The phase III FLAURA trial – comprising 556 treatment-naïve patients with locally advanced or metastatic NSCLC and asymptomatic or stable CNS metastases – previously showed significantly better progression-free survival (PFS) with osimertinib, a third-generation EGFR inhibitor, than with the first-generation agents. The incidence of CNS progression in the overall trial population was also lower with osimertinib, say Johan Vansteenkiste (University Hospital KU Leuven, Belgium) and co-authors.
For the current prespecified analysis, they focused on the 128 participants with measurable or nonmeasurable CNS lesions, finding that median PFS as evaluated by blinded independent review was not reached for the osimertinib-treated patients and was 13.9 months for those given erlotinib or gefitinib.
This equated to a hazard ratio of 0.48, which could only be classed as “nominally significant” due to the trial design, which did not allow for a formal analysis of the CNS PFS as the overall survival analysis had not reached statistical significance, the investigators explain. They believe, however, that osimertinib therapy is associated with a “clinically meaningful” improvement in CNS outcomes.
A higher proportion of patients in the osimertinib than in the control group achieved a CNS objective response (66 vs 43%; odds ratio=2.5), while the incidence of CNS progression was lower (20 vs 39%) as was the rate of CNS progression due to new lesions (12 vs 30%).
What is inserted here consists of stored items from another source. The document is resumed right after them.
Issue #1204, opened 2026-08-20
h3-private-uat: 10 deterministic gpu_worker claimed_h3_*/claimed_ref2va_* test failures (pre-#1201)


jamesbrink:
Running `cargo test -p mold-ai-server --features h3-private-uat --lib` correctly (namespaced per the NFS-automount note, hermetic env, single-threaded name-diffed to exclude load flakes) yields **10 deterministic failures**: `gpu_worker::tests::claimed_h3_*` (7) and `claimed_ref2va_*` (3). Representative: `fake Ref2VA success: "MiniMax H3 prepared attempt changed its owner run binding"`.

Provenance, measured: the failing set is byte-identical on `dc52dd51` — the commit BEFORE #1201 — so it predates the Ref2VA admission threading, the frozen-plan slice, and every Turbo PR. Not concurrency (same set at `--test-threads=1`) and not the known local-config leakage (same set with HOME/XDG isolated to empty dirs).

Two questions to settle:
1. Is the `h3-private-uat` feature combination covered by any required CI gate? (If it were, these would not have survived.)
2. Is the owner-run-binding fence genuinely broken for the fake-success test path, or do the tests encode a stale contract from before the prepared-attempt identity work?

Load-dependent flakes seen alongside (routes_test gallery publication, placement_preview ×2, partial_transport_failure, all_temporarily_low_devices) all pass in isolation and are NOT part of this set.

jamesbrink:
## Confirmed still present on `6d46e55f` — 2026-08-21

Re-ran with `HOME`/`XDG_CONFIG_HOME` isolated to empty scratch directories, to rule out this machine's known local-`config.toml` leakage:

```
$ cargo test -p mold-ai-server --features h3-private-uat --lib -- --test-threads=1 claimed_
test result: FAILED. 10 passed; 10 failed; 0 ignored; 1623 filtered out; finished in 0.29s
```

The failing set is byte-identical to the one this issue lists — 7 `claimed_h3_*` plus 3 `claimed_ref2va_*`. Representative failure is still the one quoted here:

```
thread 'gpu_worker::tests::claimed_h3_fake_success_commits_and_publishes_once_without_touching_cache'
panicked at crates/mold-server/src/gpu_worker.rs:6390:47:
fake H3 success result: "MiniMax H3 prepared attempt changed its owner run binding"
```

[...]

Issue #825, opened 2026-08-07
feat(h3): implement ordered multimodal Ref2VA


jamesbrink:
Part of the MiniMax H3 native audio-video milestone (tracking: #814). Add the second released task partition: semantically ordered image/video/audio reference-to-video-and-audio generation.

## Conditioning implementation

- [x] Consume the authoritative ordered `GenerationReference` list from #837 without regrouping by media type. ComfyUI's current UI grouping is not the model contract.
- [x] Build exact Qwen `<Picture i>`, `<Video i>`, and `<Audio i>` labels and token/media presentation in request order.
- [x] Encode images, video frames, video soundtracks, and standalone audio with their documented per-modality preprocessing.
- [x] Place a video's soundtrack immediately before its visual rows and give the associated blocks the correct shared rotary origin.
- [x] Pack `[text | reference blocks in request order | generated audio | generated video]`, modality IDs, per-row time values, and MM-RoPE positions exactly.
- [x] Preserve the Ref2VA transformer partition identity across download, queue, cancellation, retry, gallery metadata, templates, and “use as prompt/source” flows.
- [ ] Ref2VA **execution** on a shipping build — `private_server.rs` still answers `Task::Ref2va => false` outside `h3-private-uat`, and no release recipe carries that feature.
- [x] Truncate reference audio to the generated duration only where the official contract requires it; preserve user-visible validation of original/used durations.

## Full released input matrix

- [x] Image-only references, including multiple ordered subjects/styles.
- [x] Video-only references with and without soundtrack.
- [x] Image plus standalone audio.
- [x] Video plus additional standalone audio.
- [x] Mixed image/video/audio orderings up to the 9-image/3-video/3-audio/12-file limits.
- [x] Rejection of audio-only input, over-duration aggregates, unsupported codecs, corrupt streams, and preprocessed sequences that exceed admitted packed-row limits.

## Product semantics

- [x] Label the mode as reference-guided semantic resynthesis; do not imply source-frame preservation or expose a denoise-strength control.
- [x] Show one-based reference order, video soundtrack association, per-file duration, and limit budget before submission.
- [x] Store reference kind/order/name/hash/duration provenance without retaining generation base64 or leaking server-local paths.

## Acceptance

- #832 and CUDA UAT cover image-only, video-with-soundtrack, image+audio, two order-swapped mixed lists, and every limit failure.
- Swapping two references changes labels/coordinates/fingerprint and produces correspondingly different saved order metadata.
[...]

PR #1205, opened 2026-08-20
feat(h3): Ref2VA-shaped frozen plans from the admitted task

jamesbrink:
## Summary

Final model-side slice for #825: carries the Ref2VA prepared request through `build_private_fl2va_admission_attempt` to a Ref2VA-shaped frozen plan. Four remaining FL2VA-pinned points now follow the admitted task: the storage authority's manifest resolution, the transformer contract validator, the VAE contract validator, and the raw checkpoint's expected artifact. The reopen path follows what admission froze, so a re-derived attempt cannot drift to the other task's checkpoint.

**One authority, pinned:** reconciling with #1203 revealed the slice was carrying a second copy of the task→partition mapping — the same duplication class that produced the turbo qualification defect — so both call sites now delegate to `contract::base_compact_model_for_task`, and a test walks all four identities (both bases + both turbo tags) asserting the storage authority's task-derived identity equals the route's partition and is the manifest actually opened.

**Storage fact as a test:** the Ref2VA stack differs from FL2VA in exactly two manifest entries — the transformer weight file and the `transformer_ref/config.json` lookup key (content and sha256 identical, 546 bytes, 74c11bff…); Qwen weights and both VAEs shared, asserted by digest comparison.

**FL2VA byte-identity, verified:** a prepared-attempt identity pin (862ae3c2…) captured BEFORE this work still holds across #1200/#1201/#1202/#1203 and this slice — now a permanent regression test. The cross-task validator test checks both directions.

Ref2VA remains campaign-build-only under `h3-private-uat`; the public allowlist is untouched (`reviewed_allowlist_is_scoped_to_fl2va` passes on both feature sets). Next: the instrumented capture campaign on the 4090.

## Known pre-existing failures (NOT this PR)

Running the `h3-private-uat` server suite correctly surfaces 10 deterministic `gpu_worker::tests::claimed_h3_*`/`claimed_ref2va_*` failures that are byte-identical on the commit before #1201 — tracked in #1204; this branch adds zero to that set.

## Gates
fmt, `check --workspace --all-targets`, `h3-cuda,mp4` clippy, Metal-proxy clippy all clean; `private_opened_evidence` 13, `h3_factory` 34, inference `h3-private-uat,mp4` 2166 ✓ (+known staged_weights flake).

### DIFF
--- a/crates/mold-inference/src/h3_factory.rs
+++ b/crates/mold-inference/src/h3_factory.rs
@@ -5600,21 +5600,51 @@ mod tests {
 
     /// FL2VA's frozen plan must be byte-identical across the Ref2VA work.
     ///
-    /// The prepared-attempt identity covers the request, the raw checkpoint,
-    /// and the whole target budget, so pinning it to a literal digest is the
-    /// cheapest complete statement that adding a second task changed nothing
-    /// about the first. Recomputed from the fixture, which is path- and
-    /// machine-independent by construction.
+    /// Two pinned literals, each with its own coverage:
     ///
-    /// If this digest changes, an FL2VA frozen plan changed. That is either a
-    /// deliberate FL2VA change — update the literal and say so — or a Ref2VA
-    /// change that leaked, which is a bug.
+    /// * The prepared-attempt digest (862ae3c2…) is
+    ///   `expected_h3_factory_prepared_attempt_identity` over the
+    ///   hand-assembled fixture, so it covers the identity FUNCTIONS — the
+    ///   request, endpoint, raw-checkpoint, and target-budget hash layouts and
+    ///   every field they bind — but NOT the production budget builder
+    ///   (`build_canonical_private_fl2va_target_budget`), which needs opened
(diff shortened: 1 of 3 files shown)


jamesbrink:
Codex findings addressed in c8973fc2: (1) storage revalidation, VAE planning, and task-config opening all key on `comfy_task_sources(self.task)` / `base_compact_model_for_task` — a Ref2VA authority now survives its own revalidation with a distinct identity; (2) the reopen pre-storage gates are one task-keyed seam (`validate_frozen_reopen_route`) driven by the FROZEN task, with tests proving a frozen Ref2VA attempt reaches and passes the task-aware validators, a crossed FL2VA request is refused, and Ref2VA stays refused outside the campaign build; (3) the identity pin now also routes through the production `FrozenH3FactoryAuthority::new_contract_only` builder and pins the backend-plan identity (b9e5fe2e…) additively — the original 862ae3c2… digest did not move, and the comment states exactly what each pin covers. Inference `h3-private-uat,mp4` suite: 2171 passed / 0 failed.

PR #1208, opened 2026-08-20
fix(h3): derive the capture-scope provisional ceilings from the corrected ledger

jamesbrink:
## Summary

Campaign attempt 5 on the RTX 4090 was refused at the admission floors: the capture-scope profile demanded **51.27 GB device** before any request-specific term — over double the card's VRAM — because `capture_runtime_bounds()` carried the PRE-correction FL2VA sizing (attention 10.13 GB×5 'quadratic', FFN 15.30 GB×3) that the measurement-grounded ledger corrections had already superseded (observed 6.17 / 7.64 GB, #827). The ×5 quadratic term sized a score matrix the FlashAttention v2 route never materializes.

Every ceiling is now derived term-by-term from the corrected observations, scaled to the campaign envelope by the dimension that actually drives each term (sequence-linear for attention/FFN at row ratio 88,334/39,776; canvas-pixel ratio for the condition VAE; 2× the corrected public ceiling for Qwen activation, sized to small ordered sets — the twelve-still envelope maximum would blow host headroom beside the 19.07 GB CPU-placed conditioner and is refused by the exact per-attempt check instead of pre-granted). Provenance table in the PR thread; formulas in the `capture_runtime_bounds` doc comment with observed constants isolated in an `fl2va_observed` module cross-referencing `public_runtime_bounds`/#827.

**Resulting floors: device 17.58 GB (clears the 4090's 24.97 GB sample by 7.4 GB), host 19.87 GB.** The observed/ceiling capture report is untouched — the reviewer still transcribes observations, never ceilings.

Tests: the provisional-profile test now requires the precheck to admit attempt 5's exact device/host sample and pins both floors and the sequence-scaled ceilings to their formulas; the floor-invariant sweep covers the derived capture record.

## Gates
fmt, `check --workspace --all-targets`, clippy (inference `h3-cuda,mp4` + `h3-private-uat,mp4`, mold-ai set, mold-ai-server `h3-private-uat`), release-contract script PASS, inference uat suite 2175 ✓ (+known flake), Metal clippy run clean on Apple Silicon at this SHA.

### DIFF
--- a/crates/mold-inference/src/minimax_h3/private_opened_evidence.rs
+++ b/crates/mold-inference/src/minimax_h3/private_opened_evidence.rs
@@ -1570,6 +1570,64 @@ fn validate_vae_contract(expected_task: Task, task: Task, canonical_model: &str)
     Ok(())
 }
 
+/// FL2VA's corrected observed Qwen activation workspace and the Qwen
+/// sequence it was measured over (2026-08-19 on hal9000, RTX 4090 SM89,
+/// issue #827): the qualifying render encoded 1,058 output-text rows plus
+/// 4,032 vision rows. `public_runtime_bounds` applies its margin policy to
+/// the same observation; restated here because that function is compiled
+/// only under `h3`.
+const FL2VA_OBSERVED_QWEN_ACTIVATION_WORKSPACE_BYTES: u64 = 3_400_171_520;
+const FL2VA_OBSERVED_QWEN_SEQUENCE_ROWS: u64 = 1_058 + 4_032;
+
+/// The Qwen activation workspace one request charges into its exact budget
+/// and freezes into its factory authority.
+///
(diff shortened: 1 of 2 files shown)


jamesbrink:
Codex P2 fixed in 28bb0692: the Qwen activation charge is now request-derived through one seam (`qwen_activation_workspace_demand_bytes`) used by both charging sites — FL2VA passes the reviewed grant verbatim (byte-identical), Ref2VA derives demand from the request's actual packed rows under the same ×1.15 + 64 MiB policy as the corrected public ceilings, and a demand above the profile's provisional grant is a named refusal carrying both figures. The 2× constant survives only as the precheck/profile grant ceiling. The 3-reference max-canvas shape (13,346 rows, 2.62×) derives 10.27 GB and is refused by name; the scripted campaign shape stays admitted at exactly the corrected public ceiling. Full uat suite 2177/0.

Moreover, Vansteenkiste et al used a competing risks analysis adjusting for non-CNS progression and death to estimate that osimertinib-treated patients had a 5% probability of experiencing a CNS event at 6 months and an 8% probability at 12 months. By contrast, the estimates for patients given erlotinib or gefitinib were 18% and 24%, respectively.
“Taken together, the consistent CNS efficacy observed across analyses in the FLAURA study, assessed by investigator in the overall FLAURA population and by [blinded independent central review] in the CNS analysis, provides strong evidence for the CNS efficacy of osimertinib,” concludes the team in the Journal of Clinical Oncology.